Yes, I did cry when Diana died - FOR her children, for two small boys who had just lost their Mum & who wouldn't even have the love & family life that other children who have lost their Mum would most likely have. It was tragic - for her sons - I am not even slightly embarrassed to have cried about that.

AgentZigzag · 27/03/2011 02:17

Don't let sweetgilly get to you Chipping, it must be a sad life for a person who makes the effort to go on a thread like this to get a laugh.

I'm not a 'cryer' either, but I was blubbing shed a tear at Dianas funeral, the lads walking behind their mums coffin in front of the world was enough to move even an emotionally repressed person like myself.

Makingaminime · 27/03/2011 02:22

For some reason I found the whole "lining the streets, weeping" aspect of Diana's funeral a bit Confused

BUT... if I saw her grave I would be wiping away the silent tears. I'm not sure what the difference is. The public outpouring of grief makes me balk a little. But I am incredibly moved by graves and stories of pain and hurt.

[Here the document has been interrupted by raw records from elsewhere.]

PR #2819, opened 2026-04-27
adding info_sampler_output method to track divergences

PavanChaggar:
Hello! 

Following some discussion with @penelopeysm on slack, I'm making a PR that adds a method to warn if there are any divergences when using a Hamiltonian sampler. 

I've added a method to `src/mcmc/hmc.jl` which just warns if there are any divergences after sampling. I've also added some fallback methods to `src/mcmc/abstractmcmc.jl` that catch non-Hamiltonian sampler or cases where the chain is not an MCMCChains object.  I separated them to avoid errors as `Hamiltonian` is not defined until `hmc.jl` is loaded in `src/mcmc/inference.jl`. But I could add all methods to the `hmc.jl` file if thats preferred. 

I've added a few tests to `test/mcmc/abstractmcmc.jl` that detects the warning message for HMC and NUTs using serial and threading. I think this also makes sure warnings are not duplicated in the sampler calls. 

Thanks, 
Pavan

### DIFF
--- a/src/mcmc/abstractmcmc.jl
+++ b/src/mcmc/abstractmcmc.jl
@@ -69,6 +69,19 @@ function find_initial_params_ldf(
     )
 end
 
+
+"""
+    info_sampler_output(chain::MCMCChains.Chains, sampler::AbstractSampler)
+
+Returns the number of divergent transitions in the chain.
+"""
+function info_sampler_output(chain::MCMCChains.Chains, sampler::AbstractSampler)
+    return nothing
+end
+function info_sampler_output(chain, sampler::AbstractSampler)
+    return nothing
+end
+
 #########################################
 # Default definitions for the interface #
 #########################################
@@ -76,7 +89,9 @@ end
 function AbstractMCMC.sample(
     model::DynamicPPL.Model, spl::AbstractSampler, N::Integer; kwargs...
 )
-    return AbstractMCMC.sample(Random.default_rng(), model, spl, N; kwargs...)
+    chain =  AbstractMCMC.sample(Random.default_rng(), model, spl, N; kwargs...)
+    info_sampler_output(chain, spl)
+    return chain
 end
 
 function AbstractMCMC.sample(
@@ -108,10 +123,12 @@ function AbstractMCMC.sample(
     N::Integer,
     n_chains::Integer;
     kwargs...,
-)
-    return AbstractMCMC.sample(
+)   
+    chain = AbstractMCMC.sample(
         Random.default_rng(), model, alg, ensemble, N, n_chains; kwargs...
     )
+    info_sampler_output(chain, alg)
+    return chain    
 end
 
 function AbstractMCMC.sample(
--- a/src/mcmc/abstractmcmc.jl
+++ b/src/mcmc/abstractmcmc.jl
@@ -69,7 +69,6 @@ function find_initial_params_ldf(
     )
 end
 
-
 """
     info_sampler_output(chain::MCMCChains.Chains, sampler::AbstractSampler)
 
@@ -86,7 +85,7 @@ end
 function AbstractMCMC.sample(
     model::DynamicPPL.Model, spl::AbstractSampler, N::Integer; kwargs...
 )
-    chain =  AbstractMCMC.sample(Random.default_rng(), model, spl, N; kwargs...)
+    chain = AbstractMCMC.sample(Random.default_rng(), model, spl, N; kwargs...)
     info_sampler_output(chain, spl)
     return chain
 end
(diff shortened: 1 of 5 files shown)


src/mcmc/hmc.jl
```diff
@@ -3,6 +3,19 @@ abstract type StaticHamiltonian <: Hamiltonian end
...
 
+"""
+    info_sampler_output(chain::MCMCChains.Chains, sampler::AbstractSampler)
+
+Returns the number of divergent transitions in the chain.
+""" 
+function info_sampler_output(chain::MCMCChains.Chains, sampler::Hamiltonian)
+    n_divergent = sum(skipmissing(vec(chain[:numerical_error])))    
+    if n_divergent > 0
+        @warn "number of divergent transitions: $n_divergent; consider increasing `target_accept` or reparameterising your model"
```
penelopeysm: I think `target_accept` only makes sense for NUTS, right? Not a Bayesian person at all, so please tell me if I'm wrong.

test/mcmc/abstractmcmc.jl
```diff
@@ -217,4 +218,21 @@ end
...
+            return
+        end
+    end
+
+    @test_logs min_level=Logging.Warn (:warn, r"consider increasing `target_accept` or reparameterising your model") sample(f(), NUTS(), 1000; progress=false)
+    @test_logs min_level=Logging.Warn (:warn, r"consider increasing `target_accept` or reparameterising your model") sample(f(), NUTS(), MCMCThreads(),1000, 2; progress=false)
+    @test_logs min_level=Logging.Warn (:warn, r"consider increasing `target_accept` or reparameterising your model") sample(f(), HMC(0.1, 5), 1000; progress=false)
+    @test_logs min_level=Logging.Warn (:warn, r"consider increasing `target_accept` or reparameterising your model") sample(f(), HMC(0.1, 5), MCMCThreads(),1000, 2; progress=false)
+    @test_logs min_level=Logging.Warn (:warn, r"consider increasing `target_accept` or reparameterising your model") sample(f(), HMCDA(200, 0.65, 0.3), 1000; progress=false)
+    @test_logs min_level=Logging.Warn (:warn, r"consider increasing `target_accept` or reparameterising your model") sample(f(), HMCDA(200, 0.65, 0.3), MCMCThreads(),1000, 2; progress=false)
```
penelopeysm: Could you loop over the samplers here + extract the regex pattern into a constant, to avoid the duplication?

penelopeysm (changes requested):
Thanks @PavanChaggar! This looks good. Just some small nitpicks.

Could I get you to please also bump the patch version in Project.toml and add a changelog entry in HISTORY.md?

src/mcmc/hmc.jl
penelopeysm: (BTW the organisation of the code, ie having this method in src/mcmc/hmc is perfect!)

penelopeysm:
(BTW, if you want to fix the formatter CI, there are instructions here: https://turinglang.org/docs/contributing/code-formatting/ but it's not super duper important, I can do it on my end before merging.)

src/mcmc/hmc.jl
PavanChaggar: Yeah, that's right. I'll add some more info to the warning message for specific methods. Thanks!

test/mcmc/abstractmcmc.jl
PavanChaggar: Yup will do!

PavanChaggar:
Hey @penelopeysm, 

Thanks for the review! I've made the changes to the code. I can check out the CI later.

src/mcmc/abstractmcmc.jl
```diff
@@ -69,14 +69,29 @@ function find_initial_params_ldf(
     )
 end
 
+
+"""
+    info_sampler_output(chain::MCMCChains.Chains, sampler::AbstractSampler)
+
+Returns the number of divergent transitions in the chain.
```
penelopeysm:
```suggestion
A post-sampling hook that can e.g. print info about the results of sampling.
```

src/mcmc/abstractmcmc.jl
```diff
@@ -69,14 +69,29 @@ function find_initial_params_ldf(
...
+"""
+function info_sampler_output(chain::MCMCChains.Chains, sampler::AbstractSampler)
+    return nothing
+end
```
penelopeysm:
```suggestion
```

The other method already takes care of this.

src/mcmc/hmc.jl
```diff
@@ -3,6 +3,19 @@ abstract type StaticHamiltonian <: Hamiltonian end
 abstract type AdaptiveHamiltonian <: Hamiltonian end
 Turing.allow_discrete_variables(sampler::Hamiltonian) = false
 
+"""
+    info_sampler_output(chain::MCMCChains.Chains, sampler::AbstractSampler)
```
```suggestion
    info_sampler_output(chain::MCMCChains.Chains, sampler::Hamiltonian)
```

penelopeysm (changes requested):
Thanks! Just some minor stylistic issues, which I'll change on my end before merging :)

penelopeysm (approved):
Thanks again @PavanChaggar!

startail · 27/03/2011 02:28

YANBU as a 10+ year old child (once I was allowed to wander about on my own) I would often look over the church wall and I'd always pause at the grave of an old man I'd known and an old one for a 7 year old girl - no details just a large grave stone with a name and the age, it always moved me that she was younger than me. And it puzzles me now that she seemed to have such a large stone when children died so often as to normally be footnotes Sad Perhaps the family intended to be buried with her and moved away, but somebody loved her.

needafootmassage · 27/03/2011 09:42

This reply has been deleted

Message withdrawn at poster's request.